_Problem statement_. Show each line of the data below in which "instead" occurs.

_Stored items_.
- - - - - - -

PR #538, opened 2019-08-30
Static names

randomboolean:
Extensions that use a function cannot use a static variable of a name since they cannot modify WarpScriptLib.

This PR refactors WarpScriptLib with static variables for (almost all) names.


warp10/src/main/java/io/warp10/script/WarpScriptLib.java
```diff
@@ -447,192 +446,835 @@
...
     addNamedWarpScriptFunction(new CHRONOEND(CHRONOEND));
-    addNamedWarpScriptFunction(new CHRONOSTATS("CHRONOSTATS"));
-    addNamedWarpScriptFunction(new TOLIST("->LIST"));
-    addNamedWarpScriptFunction(new LISTTO("LIST->"));
-    addNamedWarpScriptFunction(new UNLIST("UNLIST"));
+    addNamedWarpScriptFunction(new CHRONOSTATS(CHRONOSTATS));
+    addNamedWarpScriptFunction(new TOLIST(TOLIST));
+    addNamedWarpScriptFunction(new LISTTO(LISTTO));
+    addNamedWarpScriptFunction(new UNLIST(UNLIST));
     addNamedWarpScriptFunction(new TOSET(TO_SET));
```
hbs: Why use TO_SET instead of TOSET?

warp10/src/main/java/io/warp10/script/WarpScriptLib.java
```diff
@@ -447,192 +446,835 @@
...
-    addNamedWarpScriptFunction(new SETTO("SET->"));
+    addNamedWarpScriptFunction(new SETTO(SETTO));
     addNamedWarpScriptFunction(new TOVECTOR(TO_VECTOR));
```
hbs: Why use TO_VECTOR instead of TOVECTOR?

warp10/src/test/java/io/warp10/script/WarpScriptLibHasSameNamesTest.java
```diff
@@ -0,0 +1,1644 @@
+//
```
hbs: What is the use of this test class beyond checking once that your PR did not introduce naming errors?

warp10/src/main/java/io/warp10/script/WarpScriptLib.java
```diff
@@ -447,192 +446,835 @@
...
+  public static final String INCREMENTEXACT = "INCREMENTEXACT";
+  public static final String DECREMENTEXACT = "DECREMENTEXACT";
+  public static final String NEGATEEXACT = "NEGATEEXACT";
+  public static final String TOINTEXACT = "TOINTEXACT";
+  public static final String SCALB = "SCALB";
+  public static final String RANDOM = "RANDOM";
+  public static final String NEXTDOWN = "NEXTDOWN";
+  public static final String GETEXPONENT = "GETEXPONENT";
+  public static final String IDENT = "IDENT";
+  public static final String Pencode = "Pencode";
```
hbs: Constants should be all uppercase

warp10/src/test/java/io/warp10/script/WarpScriptLibHasSameNamesTest.java
randomboolean: None, I will remove it when PR is ready to be accepted

warp10/src/main/java/io/warp10/script/WarpScriptLib.java
randomboolean: That was already set as this. Should this PR also fix that ?

warp10/src/main/java/io/warp10/script/WarpScriptLib.java
randomboolean: ditto

PR #542, opened 2019-09-09
Remove sorted flag when sorting by values or locations

ftence:


warp10/src/main/java/io/warp10/continuum/gts/GTSHelper.java
```diff
@@ -341,6 +341,9 @@ public static final int binarySearchTick(GeoTimeSerie gts, int fromIndex, int to
   
   public static final GeoTimeSerie valueSort(GeoTimeSerie gts, boolean reversed) {
     quicksortByValue(gts, 0, gts.values - 1, reversed);
+
```
hbs: Shouldn't the flags be set before sorting?

ftence: It does not matter, `quicksort`, `quicksortByValue`, `quicksortByLocation` and `fullquicksort` do not check for this flag.

PR #543, opened 2019-09-09
Cleaner and more understandable error messages from Throwables

ftence:


warp10/src/main/java/io/warp10/ThrowableUtils.java
```diff
@@ -0,0 +1,44 @@
...
+
+  public static String getErrorMessage(Throwable t) {
+    // First, simply get the message of the root Throwable
+    String message = t.getMessage();
+
+    // If there is a cause to this Throwable, find if adding it is a good option.
+    while (null != t.getCause()) {
+      // Test if the message of the root Throwable is simply the toString of the cause or its message.
+      // The former happens when the cause Throwable has been passed as a parameter to the root Throwable.
+      if (message.equals(t.getCause().toString()) || message.equals(t.getCause().getMessage())) {
```
hbs: Can message be null?

ftence: Could be, fixed.

PR #548, opened 2019-09-11
Doc gen

randomboolean:
Move code that generate unit tests and docs to main so that extensions can pull it from warpscript dependency


warp10/src/test/java/io/warp10/script/formatted/UnitTestAndDocGenerationExample.java
```diff
@@ -0,0 +1,71 @@
...
+  //
+  // Overridden test run parameters
+  //
+
+  protected boolean WRITE() {
+    return false;
+  }
+
+  protected String OUTPUT_FOLDER() {
+    return "/my/output/folder/";
```
hbs: This should be settable in a way, via properties?

PR #549, opened 2019-09-11
Add SORTWITH to sort a list using a comparator macro.

ftence:
Addresses https://groups.google.com/forum/#!topic/warp10-users/7dGQq5LXeD8

### DIFF
--- a/warp10/src/main/java/io/warp10/script/functions/SORTWITH.java
+++ b/warp10/src/main/java/io/warp10/script/functions/SORTWITH.java
@@ -1,0 +1,89 @@
+//
+//   Copyright 2019  SenX S.A.S.
+//
+//   Licensed under the Apache License, Version 2.0 (the "License");
+//   you may not use this file except in compliance with the License.
+//   You may obtain a copy of the License at
+//
+//     http://www.apache.org/licenses/LICENSE-2.0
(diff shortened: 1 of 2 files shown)


warp10/src/main/java/io/warp10/script/functions/SORTWITH.java
```diff
@@ -0,0 +1,89 @@
...
+        public int compare(Object o1, Object o2) {
+          try {
+            stack.push(o1);
+            stack.push(o2);
+            stack.exec(macro);
+
+            Object topComp = stack.pop();
+
+            if (!(topComp instanceof Long)) {
+              throw new WarpScriptException(getName() + " was given a macro which did not returned an Integer.");
```
hbs: a LONG

ftence: True it's a LONG but it should be within the bounds of a INT. I thought it was simpler to just say INT, do I make that more precise?

hbs: Type is technically a LONG so LONG should appear in the message, you could complete the message saying it should be within the bounds of a 32 bit integer

PR #564, opened 2019-10-14
Truncate error message for HTTP reasons to properly display cause

ftence:


warp10/src/main/java/io/warp10/continuum/ingress/Ingress.java
```diff
@@ -1127,7 +1127,9 @@ public void handle(String target, Request baseRequest, HttpServletRequest reques
       }      
     } catch (Throwable t) { // Catch everything else this handler could return 200 on a OOM exception
       if (!response.isCommitted()) {
-        String msg = "Error when updating data: " + ThrowableUtils.getErrorMessage(t);
+        String prefix = "Error when updating data: ";
+        // HTTP reason in Jetty is 1024 chars max
+        String msg = prefix + ThrowableUtils.getErrorMessage(t, 1024 - prefix.length());
```
hbs: Could this 1024 be defined as a constant somewhere, with an accompanying comment so its meaning is clear when reading the code.

hbs: Or better yet, use Jetty's own constant as the default value of that new constant.

warp10/src/main/java/io/warp10/ThrowableUtils.java
```diff
@@ -80,7 +80,7 @@ public static String getErrorMessage(Throwable t, int maxSize) {
       message = simpleClassName;
     }
 
-    return message.substring(0, Math.min(message.length(), maxSize));
+    return message.substring(0, Math.min(message.length(), maxSize - 3)) + "...";
```
hbs: Doesn't this mean the "..." is always added?

PR #571, opened 2019-10-15
Motionsplit

hbs:


warp10/src/main/java/io/warp10/script/functions/MOTIONSPLIT.java
```diff
@@ -0,0 +1,222 @@
...
+      if (GeoTimeSerie.NO_LOCATION != refLocation && GeoTimeSerie.NO_LOCATION != location && GeoXPLib.orthodromicDistance(refLocation, location) > proximityZoneRadius) {
+        if (timestamp - refTimestamp > proximityZoneTime && proximityZoneTraveledDistance / ((timestamp - refTimestamp) / Constants.TIME_UNITS_PER_S) < proximityZoneSpeed) {
+          mustSplit = true;
+        }
+        refLocation = location;
+        refTimestamp = timestamp;
+        proximityZoneTraveledDistance = 0;
+      }
+      
+      if (GeoTimeSerie.NO_LOCATION != refLocation && GeoTimeSerie.NO_LOCATION != location && GeoXPLib.orthodromicDistance(refLocation, location) <= proximityZoneRadius) {
```
ftence: Should be a `else` because when `orthodromicDistance(refLocation, location) > proximityZoneRadius` is `true` then `refLocation = location` and then `orthodromicDistance(refLocation, location) <= proximityZoneRadius` (well, highly likely, because it is 0) so `orthodromicDistance(previousLocation, location)` is added to `proximityZoneTraveledDistance`.

This means, the next iteration, in the case `orthodromicDistance(refLocation, location) <= proximityZoneRadius`, `proximityZoneTraveledDistance` is also updated but it already contains the distance from the previous iteration although this distance was not traveled inside the proximity zone.

pi-r-p:
It takes 6 parameters on the stack. too much, easier for readability to do a map.
where default value for split could be 'split' string, where proximity parameters could be -1 for people who did not want to use this.

The timeThreshold is functionnaly already present in TIMESPLIT. Why is it here (without minimum points notion) ?

More than a MOTIONSPLIT function with 6 inputs, why not having a SPLIT framework, taking a map of parameters as input. In the map, we could do TIMESPLIT and/or distanceTheshold split and/or proximityZone detection, and maybe more in the future (split by elevation, by heading change, a MACROSPLIT that may be less powerfull than a multi gts output macromapper, but simpler to implement).

hbs:
PTAL

warp10/src/main/java/io/warp10/script/functions/MOTIONSPLIT.java
```diff
@@ -0,0 +1,205 @@
...
+      }
+      
+      //
+      // If the current point is farther away from the reference point than 'proximityZoneRadius'
+      // change the reference point and reset the traveled distance.
+      // If the distance traveled in the proximity zone was traveled at less than proximityZoneSpeed and the time spent in the zone is above proximityZoneTime, force a split
+      //
+      
+      if (GeoTimeSerie.NO_LOCATION != refLocation && GeoTimeSerie.NO_LOCATION != location && GeoXPLib.orthodromicDistance(refLocation, location) > proximityZoneRadius) {
+        if (previousTimestamp - refTimestamp > proximityZoneTime && proximityZoneTraveledDistance / ((previousTimestamp - refTimestamp) / Constants.TIME_UNITS_PER_S) < proximityZoneSpeed) {
```
ftence: `(previousTimestamp - refTimestamp) / Constants.TIME_UNITS_PER_S` is still an integer division which could, if timestamps are very close, lead to a division by 0.

hbs:
PT(yet)AL

hbs:
@pi-r-p feel free to contribute your suggested changes to the parameter passing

- - - - - - -

_Response to this task_.
hbs: Why use TO_SET instead of TOSET?
hbs: Why use TO_VECTOR instead of TOVECTOR?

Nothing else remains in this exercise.